In Bright Blue Future a group of four young people come to terms with what it means to grow up.
In Bright Blue Future a group of four young people come to terms with what it means to grow up.

In Sean Oliver Harris’ play Bright Blue Future, the twenty-something experience is set against the economics of the late 2000s, as a group of young people come to terms with what it means to grow up.

“It’s the story of four young people who come back home after a heavy night of partying and deal with all the anxiety of the world they are living in,” says Harris.

It is the exploration of what the future holds that is the basis of Harris’ play, with the angst coming from a fear from a lack of opportunities as they get older.

“The anxiety running through these four characters is millennial anxiety,” says director Shawn MacDonald. “They feel that there is not a future for them, and they gravitate towards drug use and partying to help mask that anxiety.”

Told from the differing perspectives of its characters, Bright Blue Future is based on Harris’ personal experiences and from those around him.

“It is an amalgamation of memories, and the experiences and conversations that I had with people in my twenties,” he says. “There was this common thread during that time where everyone was talking about what they were going to do.
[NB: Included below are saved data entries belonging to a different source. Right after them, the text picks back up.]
PR #504, opened 2022-05-30
cmake: replace Ninja generator with MSVC

lstipakov:
Ninja makes build slightly faster but requires running
"x64" developer command prompt, not the "default" one.
Without that, cmake silenly produces x86 binaries and it might
take a while to find out the reason. To avoid confusion, switch back
to MSVC generator.

### DIFF
--- a/CMakePresets.json
+++ b/CMakePresets.json
@@ -5,6 +5,7 @@
             "name": "base",
             "hidden": true,
             "binaryDir": "${sourceDir}/out/build/${presetName}",
+            "generator": "Visual Studio 16 2019",
             "cacheVariables": {
                 "CMAKE_TOOLCHAIN_FILE": {
                     "value": "$env{VCPKG_ROOT}/scripts/buildsystems/vcpkg.cmake",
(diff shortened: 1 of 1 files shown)


selvanair:
I'm not qualified to comment on this, yet, the dev command prompt sets env vars such as PATH and INCLUDE (runs varsall.bat xx?) which Ninja may not be doing automatically.  
That said the gha builds look right and 64 bit artifacts do work even before this patch. And, with this patch the gha built executables acquire a dependence on VCRUNTIME140D.dll which is not nice.

lstipakov:
Yeah my bad, with VS generator one needs to specify release/debug at build preset.

lstipakov:
Looks like fixed now.

mattock:
I build all the openvpn-gui architectures manually and checked that the resulting openvpn-gui was

1. Was of the correct architecture (32-bit or 64-bit)
2. Was a release build (included VCREDIST140.DLL, _not_ VCREDIST140D.DLL)

I'll wait approving this until I've built the new OpenVPN 2.5.7 installers and have tested them properly, even though I'm fairly certain that the problem is gone now.

mattock:
I tested 2.5.7 installers with openvpn-gui that used this new build process. All worked fine on x64 and arm64, no traces of the issues encountered in the Ninja times. ACK.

It is not fully autobiographical, but it is definitely drawn from life.”

While Bright Blue Future may be told from a viewpoint during the 2008 recession, both see history repeating itself.

When we workshopped the play at Playwrights Theatre Centre the two women who were the dramaturgs said it was like that for them during the 60s and 70s,” says MacDonald.
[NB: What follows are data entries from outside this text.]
PR #506, opened 2022-06-06
Update of PR #327 (OpenVPN3 support)

facboy:
@lstipakov i merged master back into your PR #327 and addressed some of the comments from @selvanair.

is there interest in getting this merged?


selvanair:
IIRC, when the original PR was submitted, ovpnagent was not available publicly. Has that changed?

lstipakov:
ovpnagent is now available in source (as @facboy) mentioned and also binary form (GitHub Actions artifacts, for example https://github.com/OpenVPN/openvpn3/suites/6374869439/artifacts/231032114).

The interest in merging this is a bit less than before, since with (coming) dco-win most of functionality will be moved from openvpn2/3 into kernel. That said, I think we could review and merge it - assuming it is useful for community and doesn't complicate code much.

lstipakov:
Since we have switched to CMake:

 - do we really need those travis changes? I don't think we use travis anymore.

 - @facboy could you add required changed to CMakePresets.json? For example, add something like "ovpn3-x64-release-ossl3" - this way we ensure that openvpn3-related code is part of our build automation

 - @selvanair I don't have write access to this repo and cannot give an approval to run workflow (aka github actions build automation). Could you grant this approval (without merging yet :) ?

facboy:
> could you add required changed to CMakePresets.json? For example, add something like "ovpn3-x64-release-ossl3" - this way we ensure that openvpn3-related code is part of our build automation

done

lstipakov:
Yay, it works :) I was able to connect to corp vpn with dco-win driver using openvpn-gui and openvpn3 ovpnagent/omicliagent.

Prerequisites:

 - add `omi_exe_path` key at `HKLM\SOFTWARE\OpenVPN` of type `REG_SZ` pointing to the location of `omicliagent.exe` - the latter one could be downloaded from GHA.
 - install `ovpnagent.exe` as a service (which can also be downloaded from GHA):
`c:\Users\lev\Projects\ovpn3-build\ovpn3\core\out\build\x64-Debug-dco\openvpn\ovpnagent\win>ovpnagent.exe install`
Note that running `ovpnagent.exe` in a foreground will not work - `CreateProcessAsUser()` will fail.

One small thing I noticed is that settings dialog height has grown by 40px even if ENABLE_OVPN3 is not set. Can we not do it (and resize programmatically instead?) for existing configurations?

lstipakov:
Yay, it works :) I was able to connect to corp vpn with dco-win driver using openvpn-gui and openvpn3 ovpnagent/omicliagent.

Prerequisites:

 - add `omi_exe_path` key at `HKLM\SOFTWARE\OpenVPN` of type `REG_SZ` pointing to the location of `omicliagent.exe` - the latter one could be downloaded from GHA.
 - install `ovpnagent.exe` as a service (which can also be downloaded from GHA):
`c:\Users\lev\Projects\ovpn3-build\ovpn3\core\out\build\x64-Debug-dco\openvpn\ovpnagent\win>ovpnagent.exe install`
Note that running `ovpnagent.exe` in a foreground will not work - `CreateProcessAsUser()` will fail.

One small thing I noticed is that settings dialog height has grown by 40px even if ENABLE_OVPN3 is not set. Can we not do it (and resize programmatically instead?) for existing configurations?

facboy:
hmm...i suspect that is beyond me!

i believe if you run `ovpnagent` as admin it works - that's how i observe the logs when debugging.

facboy:
i think this does it.

lstipakov:
I am revamping #327 based on @facboy's work - will rebase on top of master, remove merge commits and squash fixes.

This also works:

```
#ifdef ENABLE_OVPN3
#define ADVANCED_DIALOG_HEIGHT 320
#else
#define ADVANCED_DIALOG_HEIGHT 280
#endif
```

and then 

```
/* Advanced Dialog */
ID_DLG_ADVANCED DIALOGEX 6, 18, 252, ADVANCED_DIALOG_HEIGHT
```

facboy:
kk, closed.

“With the recent drop in oil prices and the crash of the Canadian dollar the conversation is coming up again,” says Harris. “Young people are not getting any better at dealing with these issues.”

Both Harris and MacDonald also agree that the idea a young person today will live their parent’s dream, especially in an expensive city like Vancouver, is virtually unattainable.

Not fully autobiographical, playwright Sean Oliver Harris uses an amalgamation of memories, experiences and conversations as the basis for his play.
Not fully autobiographical, playwright Sean Oliver Harris uses an amalgamation of memories, experiences and conversations as the basis for his play.

“The young people that I work with in the theatre are all millennials and the idea of buying a house, getting married, having children is not really on their radar anymore,” says MacDonald. “The archetypal pattern of making a family at a young age is not there, and that is kind of sad. It makes them feel disenfranchised and it is feels like an impossible battle.”

For Harris part of the anxiety stems from not being able to live up to expectations.

“As I grew up my parents kept telling me this is the way you do it:  you go to university, get a degree and join the workforce.  But none of those opportunities were there for me.  I had all this debit and the expectations from my parents and the way the world is now is completely different,” he says.

Is there hope? According to MacDonald, for the four twenty-somethings in Bright Blue Future, it is a subtle one. For Harris though, real life may hold more optimism.

“Once you discover who you really are it makes things a lot better,” says Harris. “There is this idea of self-awareness after you pass through your twenties, and once you discover yourself it makes life so much better. When you discover who you are and what you want to be the anxiety subsides.”